Hacker News new | ask | show | jobs
by chalence 3117 days ago
I'm a fan and frequent user of Pandas, but does the increase in Stack Overflow questions indicate a surge in popularity, or difficulty in use? I for one run into Pandas issues frequently and often find myself searching for the succinct solution (though, to be fair, this may also be an indication of the impressive scope Pandas strives for).
4 comments

I think you're right. There are many, many things I have come across which I search stack overflow excessively because I am overly surprised there isn't a better method of achieving the task. Try and do a cross join in pandas, it's deeply dissatisfying.
Pandas is useful and I don't want to bad mouth it as people obviously find it useful. However, it has a complicated API and contains about 200k lines of code. So, it is not a surprise that documentation is a challenge and that there are lot of Stack Overflow questions. For example, figuring out which method result in copies of the data vs new views is hard.

Compare with dlply. It solves a similar problem as pandas does but has a vastly simpler API. To be fair, Pandas does do more but dlply is also more flexible. I looked at implementing something like dlply in Python but you really need to have a lazy evaluation syntax. dlply makes extensive use of this feature of R. As the downside, it can be very confusing to new users as it is hard to debug this lazy evaluation code.

Rather than adopting Pandas to build our product, I built a very minimal version of it (on top of numpy) that only does what we need. That was some extra work but I'm happy I did it as we avoid this huge dependency. I understand quite well my little minimal version does, it is only about 1000 lines of Python code and some tiny C extensions.
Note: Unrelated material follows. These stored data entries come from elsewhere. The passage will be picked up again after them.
PR #982, opened 2024-12-12
fix(ui): adds condition to show na for zero values

cephaschapa:
Changes
- adds condition to show N/A instead of zero values
- uses same condition to render correct styling
image

Add a condition to display "N/A" for percentage values that are zero in the EmissionBySectorTable component.

To improve the user interface by clearly indicating when a sector's emission percentage is zero, avoiding potential confusion caused by displaying zero with an upward or downward icon. The approach ensures that zero values are displayed as "N/A", which more accurately reflects the data context.


lemilonkh (approved):
Thanks 👍✨
The bot comment about renaming the variable seems good, otherwise good to merge imo 👍

PR #986, opened 2024-12-12
WIP: feat: add a custom server for logging ON-3130

evanp:
The only way I could find to get logging of all our HTTP requests was to create a custom server that loads NextJS itself. 

https://nextjs.org/docs/pages/building-your-application/configuring/custom-server

I don't think this is the path we want to take; it means we lose a lot of NextJS features.

The next best solution I've seen is patching the NextJS library and adding your logging code directly to it! Which is definitely a lot worse.

If someone else gets a good idea of how to do detailed server-side logging on the app, please let me know. Right now I'm stumped.

Add a custom server for logging HTTP requests using `pino-http` in the `server.ts` file and update dependencies accordingly in `package.json` and `package-lock.json`.

These changes introduce structured logging to our server for better monitoring and debugging capabilities, using `pino-http` for efficient HTTP request logs. This enhancement aligns with ON-3130 user story requirements, ensuring that any errors and significant events can be logged at appropriate levels for improved observability.

### DIFF
--- a/app/package-lock.json
+++ b/app/package-lock.json
@@ -67,6 +67,7 @@
         "pg-hstore": "^2.3.4",
         "pigeon-maps": "^0.21.6",
         "pino": "^9.3.2",
+        "pino-http": "^10.3.0",
         "postcss": "8.4.31",
         "react": "18.3.1",
         "react-circle-flags": "^0.0.20",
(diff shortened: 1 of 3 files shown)


evanp:
I think this is a bad solution to a small problem, so I'm closing it.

I've used pandas frequently and find their docs to he entirely unsatisfying. Stackoverflow provides examples and fairly good insight on using pandas as a whole compared to the docs which just says this function exists basically.
Pandas has much more breadth than depth. The first few months I used it, I felt the same. At some point it all just clicked and I more or less knew where to look for stuff in the docs.
Anything mildly complex is difficult. And I guess an unpopular tool wouldn't have an increase in questions for a long time. The people would either leave it, or learning. So the number of questions should be decline or at least be around the same number.